Very nice! but what is everything?

:-)

I think you must have looked at it before I added the descriptions. I would have liked to label everything, but labeling in Sketchup doesn't work like it ought to (the labels change sizes).

Kathleen
 

mecoastie

Veteran Member
Some thoughts.

1. Can you set up the posts and everything for a gate on that road and just leave it off until you need it? If the road is too wide what about having some wire or fencing that can go up.

2. How do you plan on feeding the goats if you cant get hay and grain? Could you have access to your neighbors pasture?

3. Do you have a close source of additional firewood? Neighboring woodlot for example. Those locust even if coppiced aren't going to produce much firewood although it will be excellent firewood.

4. Be very leery of bamboo. It is forever. Get a dry summer and that pond dries up or gets shallow enough and that bamboo will be everywhere.
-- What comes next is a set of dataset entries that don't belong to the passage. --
PR #19932, opened 2024-11-22
perf: fast path to generate group idxs for vanilla int_range in group_by_dynamic

jvdd:
Performance optimization of `group_by_dynamic` when passing a vanilla`int_range` (i.e., start=0, step=1) as `index_column`. 
If we know that the index column for the dynamic group by is an int range, we can generate the group indices (as there is a fixed step between the index values) and can thus avoid the slow `group_by_windows` function. 

Any feedback to improve this PR is welcome :)

Further enhancements (that could? be done):
- [ ] support non-vanilla int-ranges (i.e., step != 1 and/or start !=0)
- [ ] do not materialize the int_range (as indices can be generated)

---

Using the updated code, I observe ~10x performance improvements on my machine

### DIFF
--- a/crates/polars-lazy/src/frame/mod.rs
+++ b/crates/polars-lazy/src/frame/mod.rs
@@ -1138,6 +1138,18 @@ impl LazyFrame {
         if let Expr::Column(name) = index_column {
             options.index_column = name;
         } else {
+            fn is_int_range(expr: &Expr) -> bool {
+                match expr {
+                    Expr::Alias(input, _) => is_int_range(input),
+                    Expr::Function {
+                        input, function, ..
+                    } => {
+                        matches!(function, FunctionExpr::Range(f) if f.to_string() == "int_range")
+                    },
+                    _ => false,
+                }
+            }
+            options.int_range = is_int_range(&index_column);
             let output_field = index_column
                 .to_field(&self.collect_schema().unwrap(), Context::Default)
                 .unwrap();
--- a/crates/polars-time/src/group_by/dynamic.rs
+++ b/crates/polars-time/src/group_by/dynamic.rs
@@ -34,6 +34,7 @@ pub struct DynamicGroupOptions {
     pub include_boundaries: bool,
     pub closed_window: ClosedWindow,
     pub start_by: StartBy,
+    pub int_range: bool, // Whether the index column is a range column
 }
 
 impl Default for DynamicGroupOptions {
@@ -47,6 +48,7 @@ impl Default for DynamicGroupOptions {
             include_boundaries: false,
             closed_window: ClosedWindow::Left,
             start_by: Default::default(),
+            int_range: false,
         }
     }
 }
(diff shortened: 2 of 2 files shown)


crates/polars-lazy/src/frame/mod.rs
```diff
@@ -1138,6 +1138,18 @@ impl LazyFrame {
         if let Expr::Column(name) = index_column {
             options.index_column = name;
         } else {
+            fn is_int_range(expr: &Expr) -> bool {
+                match expr {
+                    Expr::Alias(input, _) => is_int_range(input),
+                    Expr::Function {
+                        input, function, ..
+                    } => {
+                        matches!(function, FunctionExpr::Range(f) if f.to_string() == "int_range")
```
jvdd, line 1147: A bit awkward that I have to check against the `.to_string` method.

crates/polars-time/src/group_by/dynamic.rs
```diff
@@ -34,6 +34,7 @@ pub struct DynamicGroupOptions {
     pub include_boundaries: bool,
     pub closed_window: ClosedWindow,
     pub start_by: StartBy,
+    pub int_range: bool, // Whether the index column is a range column
```
jvdd, line 37: Perhaps this should be private (as we do not want users to set this "flag")

crates/polars-lazy/src/frame/mod.rs
ritchie46: I think we should do this check during the IR::conversion, in `resolve_groupby` here:

https://github.com/pola-rs/polars/blob/05f2abbf1b7f76f0b34c3c552fc33aa6da186561/crates/polars-plan/src/plans/conversion/dsl_to_ir.rs#L1013

crates/polars-time/src/group_by/dynamic.rs
ritchie46: No, we don't.

We can add a new `DynamicGroupOptionsIR` where we add private flags set by the IR.

crates/polars-time/src/group_by/dynamic.rs
```diff
@@ -311,16 +313,109 @@ impl Wrap<&DataFrame> {
...
-                ts,
-                options.closed_window,
-                tu,
-                tz,
-                include_lower_bound,
-                include_upper_bound,
-                options.start_by,
-            );
+
+            let vanilla_start_step = (ts[0] == 0) && (ts[1] - ts[0] == 1);
```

5. Ben Falk is the guy growing rice in VT. His book " The Resilient Farm and Homestead" is awesome. How are you going to hull the rice you grow? He got lucky and found a manual rice huller in VT. He has a good series on permaculture on DVD as well.
 

Freeholder

This too shall pass.
Some thoughts.

1. Can you set up the posts and everything for a gate on that road and just leave it off until you need it? If the road is too wide what about having some wire or fencing that can go up.

2. How do you plan on feeding the goats if you cant get hay and grain? Could you have access to your neighbors pasture?
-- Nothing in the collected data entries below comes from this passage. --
PR #19937, opened 2024-11-23
refactor(python): Split file of lazyframe methods

eitsupi:
As with DataFrame, it would be better to split the io-related functions into separate files for LazyFrame as well.


ritchie46:
This on itself is fine, though we are not going to merge this because we want to revert all the splits. It is a requirement needed to get Polars working in WASM. See more context: https://github.com/PyO3/pyo3/issues/2517

eitsupi:
@georgestagg Thanks, amazing!

@ritchie46 Given that removing multiple pymethods would make the code significantly less readable, might it be better to keep the file split in favor of llvm/llvm-project#111008?

eitsupi:
@ritchie46 Could you reopen this?

ritchie46:
@georgestagg that's awesome. Could I contact you/ have a quick call? I'd like to learn more about this.

PR #19949, opened 2024-11-23
fix(rust): Fix datetime cast behavior for pre-epoch times

### LINKED ISSUE #19309: bug: incorrect Series construction when using `dtype=Datetime('ms')` and input is pre-unix-epoch with non-zero microseconds
### Checks

### Reproducible example

```python
import polars as pl
from datetime import timedelta, datetime

dts = [datetime(1969,1,1,0,0,0,1)]
dtype=pl.Datetime('ms')
print(pl.Series(dts, dtype=dtype))
```

### Log output

_No response_

### Issue description

This outputs
```
shape: (1,)
Series: '' [datetime[ms]]
[
        1969-01-01 00:00:00.001
]
```

So, the input has 1 microsecond, and the output has 1 millisecond

I think the issue might be here:

https://github.com/pola-rs/polars/blob/4aa619d96f85ea0a691880c29de54b249d859d51/crates/polars-core/src/chunked_array/temporal/datetime.rs#L140-L144

### Expected behavior

I'd expect the 1 microsecond to get truncated here, and get
```
shape: (1,)
Series: '' [datetime[ms]]
[
        1969-01-01
]
```

### Installed versions

<details>

```
--------Version info---------
Polars:              1.9.0
Index type:          UInt32
Platform:            Linux-5.15.153.1-microsoft-standard-WSL2-x86_64-with-glibc2.35
Python:              3.12.5 (main, Aug 14 2024, 05:08:31) [Clang 18.1.8 ]

----Optional dependencies----
altair               5.4.1
cloudpickle          3.0.0
fsspec               2024.9.0
great_tables         0.11.0
nest_asyncio         1.6.0
numpy                2.1.2
pandas               2.2.3
pyarrow              17.0.0
```

</details>

---

Noticed this in a Hypothesis test in Narwhals 🦄 🌊

ptiza:
Fixes #19309

See also my comment https://github.com/pola-rs/polars/issues/19309#issuecomment-2495681651

Error was introduced with  #14026 

Pre-epoch timestamps are negative, if we trunc div instead of floor div here, we get an incorrect distance to epoch.

### DIFF
--- a/crates/polars-core/src/chunked_array/temporal/datetime.rs
+++ b/crates/polars-core/src/chunked_array/temporal/datetime.rs
@@ -123,12 +123,12 @@ impl DatetimeChunked {
         use TimeUnit::*;
         match (current_unit, tu) {
             (Nanoseconds, Microseconds) => {
-                let ca = (&self.0).wrapping_trunc_div_scalar(1_000);
+                let ca = (&self.0).wrapping_floor_div_scalar(1_000);
                 out.0 = ca;
                 out
             },
             (Nanoseconds, Milliseconds) => {
-                let ca = (&self.0).wrapping_trunc_div_scalar(1_000_000);
+                let ca = (&self.0).wrapping_floor_div_scalar(1_000_000);
                 out.0 = ca;
                 out
             },
@@ -138,7 +138,7 @@ impl DatetimeChunked {
                 out
             },
             (Microseconds, Milliseconds) => {
-                let ca = (&self.0).wrapping_trunc_div_scalar(1_000);
+                let ca = (&self.0).wrapping_floor_div_scalar(1_000);
                 out.0 = ca;
                 out
             },
--- a/py-polars/tests/unit/datatypes/test_temporal.py
+++ b/py-polars/tests/unit/datatypes/test_temporal.py
@@ -2393,3 +2393,23 @@ def test_weekday_vs_stdlib_date(value: date) -> None:
     result = pl.Series([value]).dt.weekday().item()
     expected = value.isoweekday()
     assert result == expected
+
+
+def test_temporal_downcast_construction_19949() -> None:
+    # implicit cast from us to ms upon construction
+    s = pl.Series(
+        [
+            datetime(1969, 1, 1, 0, 0, 0, 1),
+            datetime(1969, 12, 31, 23, 59, 59, 999999),
+            datetime(1970, 1, 1, 0, 0, 0, 0),
+            datetime(1970, 1, 1, 0, 0, 0, 1),
+        ],
+        dtype=pl.Datetime("ms"),
+    )
+
+    assert s.to_list() == [
+        datetime(1969, 1, 1),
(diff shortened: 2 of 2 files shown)


MarcoGorelli:
thanks @ptiza - could you add a test please? the one from the linked issue is fine

MarcoGorelli:
thanks @orlp fancy taking a look?

orlp:
@MarcoGorelli It's not clear to me that flooring is better than truncating here. It just depends on which direction you want the error to happen. In your example you have 1969-01-01 plus 1 microsecond, and you find it surprising that it rounds to 1 millisecond. But someone else might have 1969-01-01 *minus* 1 microsecond and find it surprising that (after this PR) it takes off an entire millisecond.

When casting *durations* I think truncating is really the only sensible solution, we don't want `-1` nanoseconds to suddenly become a full negative millisecond. So I think to be consistent using truncating division everywhere makes the most sense.

MarcoGorelli:
Thanks for your response!

>  But someone else might have 1969-01-01 minus 1 microsecond and find it surprising that (after this PR) it takes off an entire millisecond.

Sure, but this is also what happens currently with 1971-01-01 minus 1 microsecond, right?

I was thinking that from the user's perspective, the fact that dates are backed by int64 should just be an implementation detail, and that they should see rounding consistently happening in the same direction

But maybe that's OK, and it's not unreasonable to expect users to know how datetimes are represented and to expect rounding towards 1970-01-01 UTC to happen

Let's leave as-is then? Sorry @ptiza for having mislead you with my issue

ptiza:
Shouldn't we have a test then to verify this behavior somehow?

Because with this change implemented I still get all tests passing, so this duration scenario is not reflected in the tests.

I find the current behavior inconsistent.
To me, these operations should give the same results:
```python
>>> pl.Series([-1]).cast(pl.Datetime("us")).cast(pl.Datetime("ms"))
shape: (1,)
Series: '' [datetime[ms]]
[
        1969-12-31 23:59:59.999
]
```
```python
>>> pl.Series([datetime(1969, 12, 31, 23, 59, 59, 999999)], dtype=pl.Datetime("ms"))
shape: (1,)
Series: '' [datetime[ms]]
[
        1970-01-01 00:00:00
]
```
But somehow they don't.

With this PR in place, you get the same result for both operations.

orlp:
@MarcoGorelli Ok, I think you make a convincing point: an arbitrary change of behavior from 1971 to 1970 is undesirable.

After thinking about it some more I think this policy makes sense:

- truncating division when casting signed durations (which are signed quantities inherently), and
- flooring division when casting absolute times (which just happens to be a signed integer due arbitrarily setting an epoch in the middle of the representable range, but aren't inherently signed).

With that in mind I would approve this PR, but I'll leave the final decision to you @MarcoGorelli.

MarcoGorelli (approved):
thanks all for discussion

discussed with Ritchie / Stijn / Simon, they're on board with this too - shipping it then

3. Do you have a close source of additional firewood? Neighboring woodlot for example. Those locust even if coppiced aren't going to produce much firewood although it will be excellent firewood.

4. Be very leery of bamboo. It is forever. Get a dry summer and that pond dries up or gets shallow enough and that bamboo will be everywhere.
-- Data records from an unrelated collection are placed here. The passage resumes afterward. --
PR #19967, opened 2024-11-25
refactor(rust): Move cast from polars-arrow to polars-compute

nameexhaustion:


crates/polars-compute/src/cast/utf8_to.rs
```diff
@@ -176,23 +173,23 @@ mod test {
...
+            "lksafjdlkakjslkjsafkjdalkjfalkdsalkjfaslkfjlkakdsjfkajfksdajfkasjdflkasjdf", // 0 (new buffer)
+            "lksafjdlkakjslkjsafkjdalkjfalkdsalkjfaslkfjlkakdsjfkajfksdajfkasjdflkasjdf", // 74
+            "324",                                                                        // inline
         ];
         let array = Utf8Array::<i64>::from_slice(values);
 
         let out = utf8_to_utf8view(&array);
         // Ensure we hit the multiple buffers part.
-        assert_eq!(out.buffers().len(), 6);
+        assert_eq!(out.data_buffers().len(), 4);
```
nameexhaustion, line 192: not sure how we ended up with 6 buffers before - I've left some working out above in comments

5. Ben Falk is the guy growing rice in VT. His book " The Resilient Farm and Homestead" is awesome. How are you going to hull the rice you grow? He got lucky and found a manual rice huller in VT. He has a good series on permaculture on DVD as well.

1. I've been considering doing what you suggest, and fencing and gating the property line but leaving the gate open for now. I may go ahead and do that soon.

2. At the moment I only have two goats and can easily feed them from the property. I may stay at just the two does, if I can find a local buck to breed them to (needs to be a small one, because they aren't full-sized does).

3. In an emergency situation, I'd talk to my two closest neighbors and see if they'd allow me to collect fallen limbs and such from their woodlots (not cut trees). Maybe in exchange for fresh veggies or something. At worst, we won't need a huge amount of firewood because the house is small and pretty easy to heat. At best, I hope to get a rocket mass heater/cookstove built in the next year or two, and it won't take nearly as much wood as a regular stove.

4. I'll keep that in consideration about the pond, but according to people who have known the property for decades, it's never come close to drying up; they think it's spring-fed, though the spring must be under the water level if so, because I didn't see a spring above the pond.

5. If we start getting a rice crop, I will definitely need to get a rice huller! I also need to get one of the oil presses for sunflower and pumpkin seeds.

Thanks for your ideas!

Kathleen
 

mecoastie

Veteran Member
My sister did dryland rice one year. Just a little but once they harvested it they realized that the hulls were tough to get off. It ended up being fed to the birds.
 

West

Senior
So no goats.

Looks good, cattle panels around perimeter, is the only thing I'll suggest as a first thing to do.